Why NASA's Next Space Suits are not Pressurized to 14.7psi - Smarter Every Day 296

Episode Overview

• This episode offers a behind-the-scenes look at NASA's preparations for the Artemis program, which aims to establish a long-term human presence on the moon.
• The core of the episode takes place at NASA's Neutral Buoyancy Laboratory (NBL), showcasing how astronauts train for lunar surface operations in a massive underwater facility.
• It breaks down the complex physics of moving in 1/6th gravity, where an astronaut's weight is reduced but their mass and inertia remain the same, creating unique challenges for stability and movement.
• The summary details the sophisticated engineering required to simulate lunar gravity, focusing on the critical alignment of an astronaut's Center of Gravity and Center of Buoyancy.
• We observe a full-duration test run where astronauts evaluate a higher-pressure spacesuit, a key decision point that trades reduced preparation time for potentially increased physical exertion.

Key Concepts

• Artemis Program vs. Apollo: The Artemis program's goal is to establish a sustainable, long-term human presence on the moon ("go back to stay"), a fundamental shift from the short-term "flags and footprints" visits of the Apollo era.
• Physics of Low-Gravity Movement: In 1/6th gravity, weight is drastically reduced, but mass and inertia are unchanged. This makes it difficult to start, stop, or change direction, making astronauts feel "sluggish" and increasing the risk of falls.
• Simulating Lunar Gravity: At the NBL, simulating the moon's gravity is more than just achieving neutral buoyancy. The primary challenge is aligning the astronaut's Center of Gravity (CG) with their Center of Buoyancy (CB) to prevent unwanted rotation and create a stable simulation for walking.
• Spacesuit Design Challenges: Modern spacesuits are pressurized, stiff enclosures that resist movement and cause significant fatigue. Key design trade-offs include balancing suit pressure (which affects pre-breathe time) with mobility and dexterity. Specific features like a mechanical bar in the gloves help maintain hand function under pressure.
• Specialized NBL Operations: To facilitate six-hour training sessions, the NBL uses a special enriched air nitrox blend (46% oxygen) that allows divers and astronauts to work for extended periods underwater without requiring lengthy decompression stops.
• Astronaut Training Protocol: Training involves performing realistic tasks like collecting rock samples and maneuvering equipment.
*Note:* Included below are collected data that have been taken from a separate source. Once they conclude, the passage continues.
PR #151, opened 2018-02-27
Refresh client token

insacuri:

Link to Trello card

**How to review**


secure_message/application.py
```diff
@@ -7,7 +7,7 @@
 from flask import json, jsonify
 from flask_restful import Api
 from flask_cors import CORS
-import redis
+import maya
```
dcdarrell9: Some other ras repos use iso8601 (if that's right) should they all be using the same datetime stuff, or is this for something else?

JamesGardiner: This is something else. They probably shouldn't be using that anyway - it's not difficult to parse a datestring using stdlib (or indeed, Maya).

secure_message/application.py
```diff
@@ -93,24 +97,18 @@ def handle_exception(error):  # NOQA pylint:disable=unused-variable
 
     return app
 
+def refresh_client_token_if_required(app):
```
AdamHawtin: The tests aren't passing because styles check picks up wrong number of blank lines here

tests/app/test_token_functions.py
```diff
@@ -1,81 +1,80 @@
 import json
```
AdamHawtin: The tests aren't passing because styles check picks up unused imports here

ajmaddaford:
[Look up users in SM (8)](https://trello.com/c/LEWKteUR/67-look-up-users-in-sm-8)

JamesGardiner:
@AndrewTorrance the expected behaviour is that the app will be resilient to failure of its backing services, and will continue to attempt to connect indefinitely (or until a SIGKILL or other stop signal is received). Ideally we would have graceful degradation of service, but that is probably for another ticket and a wider tech discussion.

secure_message/application.py
```diff
@@ -93,24 +98,18 @@ def handle_exception(error):  # NOQA pylint:disable=unused-variable
...
+    if app.token_expires_at <= maya.now():
+        cache_client_token(app)
 
-    r = redis.StrictRedis(host=app.config['REDIS_HOST'],
-                          port=app.config['REDIS_PORT'],
-                          db=app.config['REDIS_DB'])
-    put_token(r, token)
 
+def cache_client_token(app):
+    app.token = get_client_token(app.config['CLIENT_ID'],
```
warrenbailey: I think this variable would be better named oauth_client_token, token is very generic

secure_message/application.py
```diff
@@ -71,11 +72,15 @@ def create_app(config=None):
     api.add_resource(MessageSendV2, '/v2/messages')
     api.add_resource(MessageCounterV2, '/v2/messages/count')
 
+    app.token_expires_at = maya.now()
```
warrenbailey: This isn't needed as you're doing it in the cache_client_token function.

secure_message/application.py
```diff
@@ -93,24 +98,18 @@ def handle_exception(error):  # NOQA pylint:disable=unused-variable
     return app
 
 
-def cache_client_token(app):
-    token = get_client_token(app.config['CLIENT_ID'],
-                             app.config['CLIENT_SECRET'],
-                             app.config['UAA_URL'])
+def refresh_client_token_if_required(app):
+    if app.token_expires_at <= maya.now():
```
warrenbailey: again probably needs to be more descriptive

secure_message/application.py
JamesGardiner: I wanted to have the attribute set on the app at startup

JamesGardiner:
@warrenbailey the only thing i can find on it is this from the client grant section of the UAA docs: "UAA validates access tokens up to the time those tokens expire."

JamesGardiner:
@warrenbailey i've addressed your comments ✅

A crucial part of the protocol is allowing astronauts to solve problems independently, such as learning to recover from a fall in the simulated low-gravity environment.

Quotes

• At 1:42 - "The Artemis program is going back to stay. People are going to live on the moon." - This quote establishes the ambitious, long-term vision of the Artemis program, distinguishing it from the temporary visits of the Apollo era.
• At 4:22 - "To get the same amount of acceleration [on the moon] requires nearly six times the tilt angle." - Quoting a lecture by Neil Armstrong, this highlights the counterintuitive physics of maneuvering in low gravity, where a much greater tilt is needed to achieve the same horizontal movement as on Earth.
• At 27:50 - "I also have to co-locate that with your center of buoyancy... otherwise you'll be too stable all the time or... it's giving me a righting moment." - An NBL expert explains the critical engineering necessity of aligning an astronaut's Center of Gravity with their Center of Buoyancy to create a stable and realistic underwater simulation.
• At 36:52 - "It all has to do with pre-breathe time. And so, that's the amount of time it takes you to get from the pressure that you're at in your space habitat or your vehicle to the pressure that you're going to be in your spacesuit." - A Test Conductor explains that the primary goal of the test is to evaluate performance at a higher suit pressure, which could save hours of preparation time before a spacewalk.
• At 1:02:22 - "I think the main reason for that is because you're using... you actually can use our bodies as they evolved." - Astronaut Jessica Meir explains why lunar simulation felt more natural and less fatiguing than zero-G EVAs, as it allows for the use of leg and core muscles for walking and stabilization.

Takeaways

• The physics of low gravity is deeply counter-intuitive; success on the lunar surface depends on astronauts retraining their brains to manage their full Earth-mass inertia despite weighing only 1/6th as much.
• Creating a realistic lunar simulation is an immense engineering challenge focused on rotational stability (aligning CG and CB), not just on reducing an astronaut's weight.
• Critical architectural decisions for Artemis, like spacesuit pressure, involve balancing operational efficiency (saving hours of pre-breathe time) against human factors like astronaut fatigue and mobility.
• Lunar surface operations represent a full-body workout that engages the legs and core, a fundamentally different physical challenge for astronauts compared to the upper-body-intensive work of zero-gravity spacewalks.